BEGIN

PR #807, opened 2025-03-19
s-s-d, supervise-daemon: handle "/dev/stderr" for output_log

N-R-K:
useful to be able to redirect both standard output and error into a single logger process, which currently isn't quite possible.


N-R-K:
> redirect both standard output and error into a single logger process

Other ideas are welcome. This is just a quick patch.

PR #809, opened 2025-03-20
openrc-init: unmask signals in case of error also

N-R-K:


N-R-K:
Fixed in https://github.com/OpenRC/openrc/pull/810 instead.

PR #810, opened 2025-03-21
rc_exec: add a centralized exec function

N-R-K:
Depends on: https://github.com/OpenRC/openrc/pull/801


src/shared/rc_exec.h
```diff
@@ -0,0 +1,55 @@
...
+	RC_EXEC_DEVNULL = -3,
+};
+
+typedef struct {
+	const char **argv;
+	int redirect_stdin;
+	int redirect_stdout;
+	int redirect_stderr;
+	bool setsid : 1;
+} rc_exec_args_t;
```
navi-desu, line 40: `_t` suffix is reserved to the system/platform, by posix (though it matters very little here since the `rc` prefix is ours)

but also, we should avoid unnecessary typedefs, a goal for 1.0 is to remove them from librc/rc.h, so i'd like to avoid adding more

since this is internal, we could even drop the `rc_` prefix all together also?

src/shared/rc_exec.c
```diff
@@ -0,0 +1,162 @@
...
+			goto exit;
+		args->redirect_stderr = stderr_pipe[1];
+	}
+
+	if (args->redirect_stdin == RC_EXEC_DEVNULL)
+		args->redirect_stdin = devnull();
+	if (args->redirect_stdout == RC_EXEC_DEVNULL)
+		args->redirect_stdout = devnull();
+	if (args->redirect_stderr == RC_EXEC_DEVNULL)
+		args->redirect_stderr = devnull();
```
navi-desu, line 84: this would open 3 different file descriptors to /dev/null even when nothing uses it... and leak them to the parent (with cloexec but still)

maybe something like:
```c
args->redirect_std = devnullfd != -1 ? devnullfd : (devnullfd = devnull());
```
or

have devull() take an int pointer and store it there, and either option, close on exit?

src/shared/rc_exec.h
N-R-K: I added it since we're already using struct typedefs. But sure, I can remove it and also drop the `rc_` prefix.

src/shared/rc_exec.c
N-R-K: > this would open 3 different file descriptors

It would only open a single one per process, the `devnullfd` is `static`.

> and leak them to the parent

Do you think it's worth closing it? Seems harmless, especially since it's `CLOEXEC`.

navi-desu: oh sorry, i missed the static, nah, it's fine then since it'll be used by any possible call to exec until the end of the process, resolving.

PR #811, opened 2025-03-22
rc_unmount: add parallel unmounting

N-R-K:
this turns mouninfo into a multicall binary which can also do
parallel unmounting. most mountinfo code is unchanged; only
notable change is find_mounts() now returns the number of mounts
found and also takes the "process" function as an argument; so
that is_mounted() can be implemented on top of it.

rc_unmount mostly follows the logic of previous do_unmount. some
notable changes:

- rc_unmount is "lazy" when it comes to retrying failed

END

→ Exercise
From the listing above, give the number of lines in which the word "static" occurs, and nothing else.

→ Problem solution
2